ASSIGNMENT: Your answer should be the entries below, reproduced character for character.

SUPPLIED ENTRIES:
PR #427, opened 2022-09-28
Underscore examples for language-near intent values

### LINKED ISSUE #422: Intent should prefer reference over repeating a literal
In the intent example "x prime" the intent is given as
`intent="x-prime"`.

PROBLEM SOLUTION:
PR #427, opened 2022-09-28
Underscore examples for language-near intent values

### LINKED ISSUE #422: Intent should prefer reference over repeating a literal
In the intent example "x prime" the intent is given as
`intent="x-prime"`.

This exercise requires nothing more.